Transparent thin film oxide semiconductor material with highest recorded conductivity for its class.A team led by researchers at the University of Minnesota has developed a new transparent thin film oxide semiconductor material that offers the highest recorded conductivity for its class. The nano-scale material could lead to smaller, quicker and more powerful electronics as well as more efficient solar cells.
As reported in Nature Communications [Prakash et al. Nat. Commun. (2017) DOI: 10.1038/ncomms15167], its high conductivity makes the sustainable material unique, as it helps electronics conduct more electricity and become more powerful. Based on cheaper and more abundant elements than the indium-based transparent conductors commonly used, it also has a wide bandgap – so light can pass easily through, making it optically transparent. These properties make it ideal for conducting films that can be used in many electronic devices, such as high-powered electronics, transparent displays, touchscreens and even solar cells.
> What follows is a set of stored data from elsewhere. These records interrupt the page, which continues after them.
Issue #23621, opened 2022-03-23
Example text is incorrect (Copy/paste error)


0xUnicorn:
Below `create_table_if_not_exists` it has an `Example` with the text `Deleting a table from the TableServiceClient object` which is also the text used below for `delete_table`.

The fix would be to change the text to: `Creating a table if it doesn't exist, from the TableServiceClient object`

---
#### Document Details

⚠ *Do not edit this section. It is required for docs.microsoft.com ➟ GitHub issue linking.*

* ID: 4deb2d00-2362-4ee8-661e-fd93821ce4dc
* Version Independent ID: 473126fd-d011-e731-7f7e-f41cd3aed15b
* Content: [azure.data.tables.TableServiceClient class](https://docs.microsoft.com/en-us/python/api/azure-data-tables/azure.data.tables.tableserviceclient?view=azure-python#azure-data-tables-tableserviceclient-create-table-if-not-exists)
* Content Source: [docs-ref-autogen/azure-data-tables/azure.data.tables.TableServiceClient.yml](https://github.com/MicrosoftDocs/azure-docs-sdk-python/blob/master/docs-ref-autogen/azure-data-tables/azure.data.tables.TableServiceClient.yml)
* GitHub Login: @lmazuel
* Microsoft Alias: **lmazuel**

kashifkhan:
Hi @0xUnicorn , thanks for the feedback. We'll take a look at this and get back to you asap.

PR #23641, opened 2022-03-24
[Tables] Address example's caption

YalinLi0312:
For issue: https://github.com/Azure/azure-sdk-for-python/issues/23621


annatisch (approved):

sdk/tables/azure-data-tables/azure/data/tables/_table_service_client.py
```diff
@@ -213,7 +213,7 @@ def create_table_if_not_exists(self, table_name, **kwargs):
                 :end-before: [END create_table_if_not_exists]
                 :language: python
                 :dedent: 8
-                :caption: Deleting a table from the TableServiceClient object
+                :caption: Creating a table if it doesn't exist, from the TableServiceClient object
```
annatisch, line 216: Do we need to make any corrections to the async caption?

YalinLi0312: It's correct there: https://github.com/Azure/azure-sdk-for-python/blob/main/sdk/tables/azure-data-tables/azure/data/tables/aio/_table_service_client_async.py#L220

PR #18783, opened 2021-05-18
[WIP] Added kwarg to limit number of messages received in Queues

tasherif-msft:
Resolves https://github.com/Azure/azure-sdk-for-python/issues/17301

PR #23654, opened 2022-03-24
[Storage] Added max_messages kwarg to receive_messages()

vincenttran-msft:
As raised by a customer in #17301, their concern is that there is currently no support for defining a maximum number of messages to receive (and thus could be open to infinite loops under a set of certain circumstances). 

This PR adds `max_messages` keyword support for `receive_messages()` and also adds sample code showcasing its use-case in `queue_samples_message.py` (and async-equivalents).

Thanks to @tasherif-msft for laying the groundwork in #18783 for this PR!


sdk/storage/azure-storage-queue/CHANGELOG.md
```diff
@@ -3,7 +3,11 @@
 ## 12.2.1 (Unreleased)
 
 ### Features Added
-- Added support for `create_if_not_exists()` for `QueueClient`
```
jalauzon-msft, line 6: Looks like something happened with your merge/diff as your PR is still trying to remove things already in `main`

sdk/storage/azure-storage-queue/azure/storage/queue/_models.py
```diff
@@ -264,8 +264,10 @@ class MessagesPaged(PageIterator):
     :param callable command: Function to retrieve the next page of items.
     :param int results_per_page: The maximum number of messages to retrieve per
         call.
+    :param int messages_to_retrieve: The maximum number of messages to retrieve from
+        the queue.
     """
-    def __init__(self, command, results_per_page=None, continuation_token=None):
+    def __init__(self, command, results_per_page=None, continuation_token=None, messages_to_retrieve=None):
```
jalauzon-msft, line 270: Nit: Can we rename this to `max_messages` to match the parameter.

sdk/storage/azure-storage-queue/azure/storage/queue/_models.py
```diff
@@ -275,9 +277,20 @@ def __init__(self, command, results_per_page=None, continuation_token=None):
         )
         self._command = command
         self.results_per_page = results_per_page
+        self.messages_to_retrieve = messages_to_retrieve
 
     def _get_next_cb(self, continuation_token):
         try:
+            if self.messages_to_retrieve is not None:
```
jalauzon-msft, line 284: What if it is `None`? Would we ever expect it to be `None` since we control it? Probably safe to remove this check especially since we don't do anything if it is. If it somehow miraculously was `None` I'd think we'd want to let the exception happen so we stop the iteration.

sdk/storage/azure-storage-queue/azure/storage/queue/_models.py
```diff
@@ -275,9 +277,20 @@ def __init__(self, command, results_per_page=None, continuation_token=None):
...
+                if self.results_per_page is None:
+                    self.results_per_page = 1
```
jalauzon-msft, line 286: I think maybe we should have this be the default value when popping the `kwarg` rather than checking for it here?

sdk/storage/azure-storage-queue/CHANGELOG.md
vincenttran-msft: Yeah... Just did another fetch/rebase/push/merge and the CHANGELOG.md just won't accept it.. will look into this more tomorrow

sdk/storage/azure-storage-queue/azure/storage/queue/_models.py
vincenttran-msft: Maybe I'm misunderstanding so we can follow-up tomorrow; but I believe the reason why this check is valid is because we want to have the same codepath if the customer does not define a `max_messages` value (which would propagate to `messages_to_retrieve`), then we want `receieve_messages()` to work exactly like it did before the introduction of the keyword `max_messages`.

sdk/storage/azure-storage-queue/azure/storage/queue/_models.py
vincenttran-msft: I am definitely open to suggestions to this- I think my thinking here was that I didn't want to change the default value from `None`, but in testing if we don't provide a value for `results_per_page` but we do provide a value for `mesages_to_retrieve` (thus falling into this conditional), we will face a `TypeError` for using an inequality on `None` (line 289)

sdk/storage/azure-storage-queue/azure/storage/queue/_models.py
vincenttran-msft: Resolved in offline discussion.

sdk/storage/azure-storage-queue/azure/storage/queue/_models.py
vincenttran-msft: Resolved in offline discussion.

sdk/storage/azure-storage-queue/azure/storage/queue/_models.py
```diff
@@ -275,9 +277,20 @@ def __init__(self, command, results_per_page=None, continuation_token=None):
         )
         self._command = command
         self.results_per_page = results_per_page
+        self.max_messages = max_messages
```
annatisch, line 280: Can we make this internal?

sdk/storage/azure-storage-queue/azure/storage/queue/_models.py
```diff
@@ -275,9 +277,20 @@ def __init__(self, command, results_per_page=None, continuation_token=None):
...
+            if self.max_messages is not None:
+                if self.results_per_page is None:
+                    self.results_per_page = 1
+                if self.max_messages == 0:
+                    raise StopIteration("End of paging")
+                if self.results_per_page > self.max_messages:
+                    self.results_per_page = self.max_messages
+                    self.max_messages = 0
+                else:
+                    self.max_messages = self.max_messages - self.results_per_page
```
annatisch, line 293: We should probably only set this value after we have successfully retrieved a page, and deduct the number of items that we actually retrieved rather than the number of items we hope to retrieve.

sdk/storage/azure-storage-queue/azure/storage/queue/_queue_client.py
```diff
@@ -242,28 +242,6 @@ def create_queue(self, **kwargs):
         except HttpResponseError as error:
             process_storage_error(error)
 
-    @distributed_trace
-    def create_if_not_exists(self, **kwargs):
```
annatisch, line 246: Looks like you're missing the latest from main?

sdk/storage/azure-storage-queue/azure/storage/queue/aio/_models.py
```diff
@@ -32,9 +34,20 @@ def __init__(self, command, results_per_page=None, continuation_token=None):
...
         self._command = command
         self.results_per_page = results_per_page
+        self.max_messages = max_messages
 
     async def _get_next_cb(self, continuation_token):
         try:
+            if self.max_messages is not None:
+                if self.results_per_page is None:
+                    self.results_per_page = 1
+                if self.max_messages == 0:
```
annatisch, line 44: <1 might be safer

sdk/storage/azure-storage-queue/azure/storage/queue/aio/_queue_client_async.py
```diff
@@ -486,11 +464,13 @@ def receive_messages(self, **kwargs):
         # type: (Optional[Any]) -> AsyncItemPaged[QueueMessage]
         """Removes one or more messages from the front of the queue.
 
-        When a message is retrieved from the queue, the response includes the message
+         When a message is retrieved from the queue, the response includes the message
```
annatisch, line 467: Extra whitespace?

sdk/storage/azure-storage-queue/tests/test_queue.py
```diff
@@ -405,6 +383,39 @@ def test_get_messages_with_options(self, storage_account_name, storage_account_k
             self.assertNotEqual('', message.expires_on)
             self.assertNotEqual('', message.next_visible_on)
 
+    @QueuePreparer()
+    def test_get_messages_with_max_messages(self, storage_account_name, storage_account_key):
```
annatisch, line 387: Could we please add another test of the reverse scenario?
I.e. load a queue up with 5 messages, and set max_messages=10

annatisch: We should also test other combinations of parameters - for example, if I set `messages_per_page=3`, then I set `max_messages=10`, we should confirm that our logic isn't actually gathering 12 messages and discarding the last 2 (the current implementation shouldn't have this problem, but by testing for it, we can protect against future regressions).

sdk/storage/azure-storage-queue/samples/queue_samples_message_async.py
```diff
@@ -279,6 +279,49 @@ async def update_message_async(self):
...
+        # Instantiate a queue client
+        from azure.storage.queue.aio import QueueClient
+        queue = QueueClient.from_connection_string(self.connection_string, "myqueue7")
+
+        # Create the queue
+        async with queue:
+            await queue.create_queue()
+
+            try:
+            # [START send_messages]
```
annatisch, line 293: I don't think we need the snippet tags here, unless you actually plan to add these into the reference documentation?

sdk/storage/azure-storage-queue/azure/storage/queue/_models.py
```diff
@@ -286,6 +295,8 @@ def _extract_data_cb(self, messages): # pylint: disable=no-self-use
         # There is no concept of continuation token, so raising on my own condition
         if not messages:
             raise StopIteration("End of paging")
+        if self._max_messages is not None:
+            self._max_messages = self._max_messages - self.results_per_page
```
annatisch, line 299: self._max_messages = self._max_messages - len(messages)?

vincenttran-msft: Good catch! I had this in my notes but completely missed it when moving this logic :) thanks Anna!

sdk/storage/azure-storage-queue/azure/storage/queue/_models.py
```diff
@@ -275,9 +277,16 @@ def __init__(self, command, results_per_page=None, continuation_token=None):
         )
         self._command = command
         self.results_per_page = results_per_page
+        self._max_messages = max_messages
```
jalauzon-msft, line 280: Nit: It feels weird to me to be modifying a member named `max_messages`. Perhaps the name of this member should be changed to something like `_message_count` or something that better reflects that this is actually a count of the remaining messages we want to grab, and it just starts at `max_messages`? (It's only max_messages in the beginning).

This is a nit though so feel free to WF :)

sdk/storage/azure-storage-queue/tests/test_queue_async.py
```diff
@@ -145,6 +148,156 @@ async def test_create_queue_with_options(self, storage_account_name, storage_acc
...
+        qsc = QueueServiceClient(self.account_url(storage_account_name, "queue"), storage_account_key)
+        queue_client = self._get_queue_reference(qsc)
+        await queue_client.create_queue()
+        await queue_client.send_message(u'message1')
+        await queue_client.send_message(u'message2')
+        await queue_client.send_message(u'message3')
+        await queue_client.send_message(u'message4')
+        await queue_client.send_message(u'message5')
+        result = []
+        async for m in queue_client.receive_messages(messages_per_page=5, max_messages=2):
```
jalauzon-msft, line 229: Maybe this case shouldn't be allowed and should raise a `ValueError`? I guess it "works" but also is a weird thing for the customer to do. I'll leave it up to you.

If you did check and raise an error, I would suggest doing that in the client method itself not the iterator.

jalauzon-msft (approved):
Overall looks good to me! Great work. I left two comments that you can take or leave :)

sdk/storage/azure-storage-queue/azure/storage/queue/_models.py
vincenttran-msft: For once I will actually take the opposite stance- I think `max_messages` is okay since it starts at the maximum number of messages we want to receive, and then is decreasing in value. Something like `message_count` in my eyes makes sense if we were starting at 0 and keeping track of messages we've received (i.e. increasing in value). So I will leave it for now, although always open to change if we have others chime in that feel strongly one way or the other 😃

sdk/storage/azure-storage-queue/tests/test_queue_async.py
vincenttran-msft: I agree that this functionality should not be expected. I think when I originally wrote this test and it passed, I made a judgement call and said "well, if the customer REALLY wants to do that, be my guest 😝" but yeah I think raising a `ValueError` here would be the right call!

PR #91, opened 2015-07-20
KT Tweaks and Changes for: "11637: Create 'download logs' button"

kevin-alpine:
Hi @atul-alpine,

Like I did before, here is a small PR with some changes related to readability.  I didn't really change much with your code, just renamed and organized things a bit.

When I run this code, it works, in my dev build:

Does this work for you too?

Best,
Kevin


lib/log_archiver.rb
```diff
@@ -0,0 +1,52 @@
+require 'fileutils'
```
kevin-alpine: Another comment is, I'm not sure if we should put this in the `lib` directory.  Normally I agree this would be the place for it, but in this app these sorts of files are either in the Mixins or Services directory.  We should maybe explore putting it into the services directory.

lib/log_archiver.rb
```diff
@@ -0,0 +1,52 @@
...
+    zipfile_path
+  end
+
+  def truncate_logs_into_staging_directory
+    Dir.chdir("#{Rails.root}/log")
+
+    num_lines = ChorusConfig.instance['logging.archiver_truncate_number_of_lines']
+
+    log_files = Array.new
+    Dir.glob('*.log').each do |log_file|
```
kevin-alpine: If we can configure an array of all the logfile locations, including Alpine logs, we could consume that array here and make this more sophisticated.  I don't think it would be too hard.

atul-alpine:
@kevin-alpine I have moved log_archiver to services folder, its working fine. Please review.
 I think thats the right place for it. I remember services folder when I had gone through the code base earlier but had forgotten about it. Still getting myself familiar with the code-base :).

kevin-alpine:
That all sounds good, @atul-alpine -- I'm going ahead and merging this back into your main feature branch.  We can continue with dev in there now that we're on the same page.  Thanks for your review, and it's good to hear you confirm that the feature is working for you, too.

PR #92, opened 2015-07-22
Added uniqueness constraints to prevent duplicate entries in roles & …

prakash-alpine:
Changes to avoid duplicates entries in roles & permissions table.

### DIFF
--- a/app/models/role.rb
+++ b/app/models/role.rb
@@ -2,9 +2,11 @@ class Role < ActiveRecord::Base
 
   attr_accessible :name, :description
 
+  validates :name, :presence => true, :uniqueness => true
+
   has_and_belongs_to_many :users, :uniq => true
-  has_and_belongs_to_many :groups
-  has_many :permissions
+  has_and_belongs_to_many :groups, :uniq => true
+  has_many :permissions, :dependent => :destroy
   has_many :chorus_object_roles
   has_many :chorus_objects, :through => :chorus_object_roles
 
--- a/db/clear_permissions.rb
+++ b/db/clear_permissions.rb
@@ -1,13 +1,32 @@
 # Clear all tables related to roles, groups and permissions.
 puts 'Clearing data entries for roles, groups and permissions'
-Role.destroy_all
-Group.destroy_all
-Permission.destroy_all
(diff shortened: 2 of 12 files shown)


db/clear_permissions.rb
```diff
@@ -1,13 +1,13 @@
 # Clear all tables related to roles, groups and permissions.
 puts 'Clearing data entries for roles, groups and permissions'
-Role.delete_all
-Group.delete_all
-Permission.delete_all
-ChorusScope.delete_all
-Operation.delete_all
-ChorusClass.delete_all
+Role.destroy_all
```
AndrewLngdn: For some reason, this occasionally leaves the collaborator role. It should be taken care of by the pure SQL script in the other branch, so I will make sure the two branches merge correctly

prakash-alpine: Yes.I noticed that. I think it triggers a callback somewhere that add the default_role back as collaborator. I could not find the code where it does this.

app/models/role.rb
```diff
@@ -2,9 +2,11 @@ class Role < ActiveRecord::Base
 
   attr_accessible :name, :description
 
+  validates :name, :presence => true, :uniqueness => true
```
AndrewLngdn: With the current schema setup, this line won't work for workspace-level roles. Each workspace has the 5 or so workspace role entries in the roles table, which means there will be one 'WorkspaceManager' role in the table for each workspace, which will cause errors because of this validation

prakash-alpine: Let us review this to-gather.  I am not sure how we want to handle workspace level roles in the Role table. My be we need to add instance_id column to role table?

AndrewLngdn:
I managed to trigger the Admin thing. I think it happens because of the uncheck_admin_role function on the user model. When you clear the permissions in this branch, it removes all the roles which triggers uncheck_admin_role. Since self.admin == true but self.roles.include?(admin_role) is false because we deleted it, it will set admin to false and then save the user model. This will remove all admin information from the site, so when you go back and try to re-assign admin roles in seed_permissions, it won't make anyone admin.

The researchers developed their conducting thin film using a novel synthesis method in which they grew a barium stannate (BaSnO3) thin film and replaced the tin source with a chemical precursor with properties that can enhance chemical reactivity and improve the metal oxide formation process. They showed that BaSnO3, if synthesized with low defect density, could offer much better properties, as well as showing what limits the conductivity in such materials and how to increase the conductivity. The approach uses a combination of solid (for Ba) and chemical sources (for Sn) so that the material takes advantage of both thermodynamics and chemistry, with the materials being of extremely high quality while being scalable.
“Even though this material has the highest conductivity within the same materials class, there is much room for improvement in addition, to the outstanding potential for discovering new physics if we decrease the defects”Bharat Jalan
The team, who were among the first to recognize the potential of such thin films as transparent conductors, found the process allowed them to create the material with control over thickness, composition, and defect concentration, while the structurally superior quality with improved defect concentration meant they could observe high conductivity in the material. Also, as lead researcher Bharat Jalan said, “Even though this material has the highest conductivity within the same materials class, there is much room for improvement in addition, to the outstanding potential for discovering new physics if we decrease the defects.”
As thin films are key to integration with micro- or nano - fabrication technology, the insights provided here will help direct future research towards minimizing the defects and improving the material’s properties. It is hoped the process will be effective for other material systems where the element is hard to oxidize, and the team will continue to develop their approach and investigate materials with an atomic level of control to better understand the role of specific defects.